··· Information provided

PR #197, opened 2019-11-02
Implement NodeGetVolumeStats RPC

### LINKED ISSUE #134: Volume stats missing
### What did you do? (required. The issue will be **closed** when not provided.)
Setup kube-prometheus (https://github.com/coreos/prometheus-operator/tree/master/contrib/kube-prometheus)

### What did you expect to happen?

······

_Problem to work on_. Whenever a line of the data includes "What", copy that line.

_Written solution_.
### What did you do? (required. The issue will be **closed** when not provided.)
### What did you expect to happen?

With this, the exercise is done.